As I have mentioned before, I very much appreciate the dedication of our Trustees for spending the time to review these documents in order to improve our village government. When we talk about reducing legal fees and getting what we want as a community in terms of planned development, this is exactly the kind of activity that needs to receive the most attention.
Many suggestions were made by the trustees during the session to clarify and strengthen the code. One suggestion in particular, though, stood out to me as being a step back: Trustee Keating suggested removing the word “morals” from §210-10.3, where it previously read, “The provisions of this Chapter shall be held to be the minimum requirements adopted for the promotion of the public health, safety, morals and general welfare and the conservation of property values throughout the Village of Pittsford.”

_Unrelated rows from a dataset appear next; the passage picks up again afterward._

PR #524, opened 2022-12-12
Speedup 01 group templates

flixha:
### What does this PR do?
 Gives 50x speed up for grouping templates.

Grouping many templates was slow because the function was using a double loop for template-parameter comparison (O^2). So grouping took ~20 s for ~2000 templates. Sped up single loop to <0.5 s.

The new, quick function now circumvents the repeated calls to `template.same_processing` that contribute to the slowdown. So if we change what `template.same_processing` does (i.e., which dict-entries it compares), then we'd also need to change it here. Left in the old function for testing for now.

### PR Checklist
- [ ] All tests still pass.

### DIFF
--- a/eqcorrscan/core/match_filter/template.py
+++ b/eqcorrscan/core/match_filter/template.py
@@ -714,25 +714,26 @@ def quick_group_templates(templates):
     :type templates: List of Tribe of Templates
     :return: List of Lists of Templates.
     """
-    # Get the template's processing parameters and a unique list of
-    # parameter-combinations
+    # Get the template's processing parameters
     processing_tuples = [
         tuple(
             [value for key, value in template.__dict__.items()
              if key not in ['name', 'st', 'prepick', 'event', 'template_info']]
             )
         for template in templates]
-    # Convert to numpy array to efficiently search for rows with same values
-    processing_array = np.array(processing_tuples)
+    # Get list of unique parameter-tuples. Sort it so that the order in which
+    # the groups are processed is consistent across different runs.
     uniq_processing_parameters = sorted(list(set(processing_tuples)))
     # sort templates into groups
     template_groups = []
     for parameter_combination in uniq_processing_parameters:
-        # find indices of rows with same parameters
-        template_indices_for_group = np.where(
-            (processing_array == np.array(parameter_combination)).all(axis=1))
+        # find indices of tuples in list with same parameters
+        template_indices_for_group = [
+            j for j, param_tuple in enumerate(processing_tuples)
+            if param_tuple == parameter_combination]
+
         new_group = list()
-        for template_index in template_indices_for_group[0]:
+        for template_index in template_indices_for_group: #[0]:
             # use indices to sort templates into groups
             new_group.append(templates[int(template_index)])
         template_groups.append(new_group)
--- a/eqcorrscan/core/match_filter/template.py
+++ b/eqcorrscan/core/match_filter/template.py
@@ -707,6 +707,38 @@ def group_templates(templates):
     return template_groups
 
 
+def quick_group_templates(templates):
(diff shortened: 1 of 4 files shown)


flixha:
NCEDC - FDSN not answering properly in tests..

eqcorrscan/core/match_filter/template.py
```diff
@@ -707,6 +707,39 @@ def group_templates(templates):
...
+    # sort templates into groups
+    template_groups = []
+    for parameter_combination in uniq_processing_parameters:
+        # find indices of tuples in list with same parameters
+        template_indices_for_group = [
+            j for j, param_tuple in enumerate(processing_tuples)
+            if param_tuple == parameter_combination]
+
+        new_group = list()
+        for template_index in template_indices_for_group: #[0]:
```
calum-chamberlain, line 736:
```suggestion
        for template_index in template_indices_for_group:
```

eqcorrscan/core/match_filter/tribe.py
```diff
@@ -24,7 +24,8 @@
 from obspy import Catalog, Stream, read, read_events
 from obspy.core.event import Comment, CreationInfo
 
-from eqcorrscan.core.match_filter.template import Template, group_templates
+from eqcorrscan.core.match_filter.template import (
+    Template, group_templates, quick_group_templates)
```
calum-chamberlain, line 28:
```suggestion
    Template, quick_group_templates)
```

calum-chamberlain (approved):
Looks great to me! thanks for this.

eqcorrscan/tests/match_filter_test.py
```diff
@@ -586,6 +586,19 @@ def test_tribe_copy(self):
             self.assertEqual(t, copy_t)
         self.assertEqual(tribe, copied)
 
+    def test_tribe_copy_quick(self):
+        from robustraqn.templates_creation import _quick_tribe_copy
```
calum-chamberlain, line 590:
```suggestion
        from eqcorrscan.core.match_filter.template import quick_group_templates
```

eqcorrscan/tests/match_filter_test.py
```diff
@@ -586,6 +586,19 @@ def test_tribe_copy(self):
             self.assertEqual(t, copy_t)
         self.assertEqual(tribe, copied)
 
+    def test_tribe_copy_quick(self):
```
calum-chamberlain, line 589: This looks like the wrong test for this PR.

calum-chamberlain:
For some reason I'm getting segfaults in this branch - develop doesn't seem to have this issue. @flixha are you also getting segfaults for this branch? Mine are coming from the NCEDC test Cases.

calum-chamberlain:
Looks good to me @flixha - point noted on the `template.same_processing`. How about we make a `template._processing_parameters` property and use that instead of the:
```python
if key in ["name", "st", "prepick", "event", "template_info"]:
    continue
else:
    actually compare
```
if logic in `template.same_processing`? Then your `processing_tuples` could just access those defined params. Any changes to the params compared in `template.same_processing` would then have to be made to the property and hence to your func?

eqcorrscan/tests/match_filter_test.py
flixha: Ups.. thanks for removing!

flixha:
> `template._processing_parameters` property and use that instead of the:

Very good suggestion. Now I defined the `_processing_parameters` as function / property for a Template, which helps to simplify the code at three places so that it's simpler to update any changes to what we consider processing parameters.

calum-chamberlain (approved):
Nice, that is what I was thinking, glad you agree. Looks like that should be simpler to maintain.

Issue #522, opened 2022-12-08
WIP: Speed up a few slowdowns when handling large datasets


flixha:
This is a summary thread for a few slowdowns that I noticed when handling large-ish datasets (e.g., 15000 templates x 500 channels x 1800 samples). I'm not calling them "bottlenecks" because it's rather the sum of things together that take extra time, none of these slowdowns changes EQcorrscan fundamentally.

I will create some PRs for each point that I have a suggested solution so that we can systematically merge, improve, or reject the suggested solutions. Will add the links to the PRs here, but I'll need to organize a bit for that..

Here are some slowdowns (tests with python 3.11, all in serial code):

- `tribe._group_templates`: **50x speed up**
  -  problem O^2 double loop takes ~20 s for some thousand templates. Sped up single loop to <0.5 s.
- `preprocessing._prep_data_for_correlation`: **3x speed up**
  - Problem: with heterogeneous templates (i.e., many templates with different station setups), filling the templates with NaN-channels takes a long time (many copy-operations in serial). (ca. 150 s -> 50 s for 1500 templates with up to 500 channels).
- `matched_filter.match_filter` with `copy_data=True`: **3x speedup for copy**
  - copying of streams (templates and continuous data) takes XYZ s because deepcopy of streams/traces is slow. Custom copy functions can speed it up by a factor of ~3x. Circa 18 s previously for 300 24h- traces, now ~6 s.
- `detection`, `lag_calc`,  `pre_processing`: **4x / 100x speedup for trace selection**
  - trace selection by trace id from a stream is still a slowdown (even after https://github.com/obspy/obspy/pull/2886). Can be speed up by x4 with simplified function and ~x100 with dict-lookup for streams with fixed order of traces.
- `core.match_filter.family._uniq`: **1.9x speedup**
  - retrieving the unique list of detections is quicker for many detections with `list(set)` (1.9x speedup for 43000 detections, fastest: 3.1 s), but 1.2x slower for small sets (e.g., 430 detections; 50 ms --> 27 ms).
- `core.match_filter.detect` - **1000x speed up for many calls to `family._uniq`**
  -  using `family._uniq` in a loop over all families is still rather slow with `_uniq`. Checking tuples of `(detection.id, detection.detect_time, detection.detect_val)` with `numpy.unique` and avoiding a loop is 1000x faster.  From 752 s to <1 s for 82000 detections.
- `_group_detect`: **30x speedup in handling detections**
[...]

PR #525, opened 2022-12-12
Speedup 02: 3x speed up for prep_data_for_correlation with custom copy and trace-selection

flixha:
### What does this PR do?
- 3x speed up for function `preprocessing._prep_data_for_correlation`
- provides new functions `_quick_copy_trace` and `_quick_stream_copy` that are ~3x quicker for copying simple traces by avoiding a call to `copy.deepcopy` where that is not necessary. So it helps with traces that mostly contain data, but will not speed up copying as much for traces with attached response and longer history.
 
When a user has a big set of heterogeneous templates (i.e., many templates with different station setups), filling the templates with NaN-channels takes a long time (many copy-operations in serial). This PR speeds that process up by a factor of 3 in my example, going from ca. 150 s to 50 s for 1500 templates with up to 500 channels.

### PR Checklist
- [ ] All tests still pass.

### DIFF
--- a/CHANGES.md
+++ b/CHANGES.md
@@ -1,4 +1,8 @@
 ## Current
+* utils.pre_processing:
+  - _prep_data_for_correlation: 3x speedup for filling NaN-traces in templates
+  - new functions _quick_copy_trace and _quick_stream_copy for 3x quicker
+    trace / stream copy.
 
 ## 0.4.4
 * core.match_filter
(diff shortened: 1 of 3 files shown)


calum-chamberlain:
This looks good, but it looks like it is missing the test from #524

calum-chamberlain (approved):

calum-chamberlain:
For some reason I'm getting segfaults in this branch - develop doesn't seem to have this issue. @flixha are you also getting segfaults for this branch? Mine are coming from the NCEDC test Cases.

flixha:
> For some reason I'm getting segfaults in this branch - develop doesn't seem to have this issue. @flixha are you also getting segfaults for this branch? Mine are coming from the NCEDC test Cases.
> 
> I expect that this is due to some unforeseen change in how data are now being passed to the C-funcs. Can you have a look please?

I just found that somehow one commit got lost along the way that had fixed an issue that turned up here again.. Basically it was a mistake on my side where I did not properly set the entries in the stats-dict for the NaN-channel. Let's see how the tests here are doing now; it works for me locally as it did at some point before.

calum-chamberlain (approved):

It strikes me that especially on Martin Luther King Jr. Day, we should be mindful that our laws aspire to codify the morals that we hold most strongly as a community, including those that help to achieve a just, equal and free society. In other municipalities, including our Town of Pittsford, this word is featured in similar sections of their code, so even though the word has a long history in law (it appears in foundational cases for zoning like Euclid v. Ambler in 1926) it is not necessarily anachronistic today.
If nothing else, it was not clear to me from Trustee Keating’s reasoning at the meeting why we would remove this word, which has been present in prior versions of our own Village Code.
Especially given the recent history of our village in incurring large amounts of legal fees due to ambiguity in code, we should be very careful about a number of the proposed omissions of words that we are making. I believe that we should have a code that is strong, and which is also aspirational in terms of moral values that we hold deeply as a community. I hope that by bringing issues like this to discussion, we can help to ensure that our code remains strong to best support our community in Pittsford Village.
What are your thoughts? Should we leave the word “morals” in our code?